PR #1471, opened 2025-06-18
WIP Inihibit logind power button behavior

ids1024:
Gnome sets inhibitors in https://gitlab.gnome.org/GNOME/gnome-settings-daemon/-/blob/main/plugins/media-keys/gsd-media-keys-manager.c?ref_type=heads. But as long as we handle the bindings entirely in cosmic-comp, it makes sense to register inhibitors in the same place. This has some quick hacky code that works to inhibit just the power button.

I want to do a bit more to clean up how we handle zbus and futures in cosmic-comp. Which is also needed by https://github.com/pop-os/cosmic-comp/pull/1412. Using the calloop executor is probably ideal, but I've had issues with that in cosmic-workspaces (maybe that's all working after https://github.com/Smithay/calloop/pull/227?).

Since https://github.com/pop-os/cosmic-comp/pull/1465 and https://github.com/pop-os/cosmic-comp/pull/1466, I also see the shutdown dialog when waking from suspend with the power button. We need to do something to prevent that (I don't know if the button press is waking the system, but button release is then seen by the OS?)

### DIFF
--- a/Cargo.lock
+++ b/Cargo.lock
@@ -830,6 +830,7 @@ dependencies = [
  "egui",
  "egui_plot",
  "futures-executor",
+ "futures-util",
  "i18n-embed",
  "i18n-embed-fl",
  "iced_tiny_skia",
--- a/Cargo.lock
+++ b/Cargo.lock
@@ -829,6 +829,7 @@ dependencies = [
  "cosmic-text",
  "egui",
  "egui_plot",
+ "futures-executor",
  "i18n-embed",
  "i18n-embed-fl",
  "iced_tiny_skia",
--- a/Cargo.toml
+++ b/Cargo.toml
@@ -67,6 +67,7 @@ reis = { version = "0.5", features = ["calloop"] }
 clap_lex = "0.7"
 parking_lot = "0.12.3"
 futures-executor = { version = "0.3.31", features = ["thread-pool"] }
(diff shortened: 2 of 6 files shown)


Drakulix:
We already do this in cosmic-session: https://github.com/pop-os/cosmic-session/commit/b2f42771222b1d0acd267355a83776abd465eff7

Which I also feel like is the better fit, should someone want to mess with the compositor in a different session or vise-versa.

ids1024:
Ah, I didn't check cosmic-session, and I've been testing by manually starting components.

Looks like the issue with the shutdown dialog showing up on wake from suspend doesn't happen with cosmic-session when the greeter is running and shows a lock screen on wake. But does if cosmic-greeter isn't started by cosmic-session.

For a cosmic session using all the normal components, it doesn't really matter which component takes the inhibitor lock. I suppose it depends on how we want to make it configurable (but we don't really need a way to disable the inhibitor lock; just a way to configure what cosmic-comp does in response to the button). Not sure what fits best when using cosmic-comp in some other sort of session, or a different compositor on cosmic.

ids1024:
Async executor changes moved to https://github.com/pop-os/cosmic-comp/pull/1412. Best to not have *too* many extra threads and executors.

PR #1478, opened 2025-06-24
protocols/workspace: Set ext workspace `id` for pinned workspace

ids1024:
The `id` is defined to be sent only once, on creation of the handle or later. And only for workspaces that are "likely to be stable across multiple sessions".

Set we add an `id` initially for pinned workspaces, and add one when the workspace is pinned.

The `id` is not supposed to be human readable, so we just use a random value.

I don't think we currently have any plans that would need this feature, but this will allow scripts to recognize that a pinned workspace is the same as a workspace from a previous session, and do things like move a certain application to that workspace.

Work task: Return every line of the preceding records in which the word "with" appears.

Solution for this problem:
I want to do a bit more to clean up how we handle zbus and futures in cosmic-comp. Which is also needed by https://github.com/pop-os/cosmic-comp/pull/1412. Using the calloop executor is probably ideal, but I've had issues with that in cosmic-workspaces (maybe that's all working after https://github.com/Smithay/calloop/pull/227?).
Since https://github.com/pop-os/cosmic-comp/pull/1465 and https://github.com/pop-os/cosmic-comp/pull/1466, I also see the shutdown dialog when waking from suspend with the power button. We need to do something to prevent that (I don't know if the button press is waking the system, but button release is then seen by the OS?)
Which I also feel like is the better fit, should someone want to mess with the compositor in a different session or vise-versa.
Looks like the issue with the shutdown dialog showing up on wake from suspend doesn't happen with cosmic-session when the greeter is running and shows a lock screen on wake. But does if cosmic-greeter isn't started by cosmic-session.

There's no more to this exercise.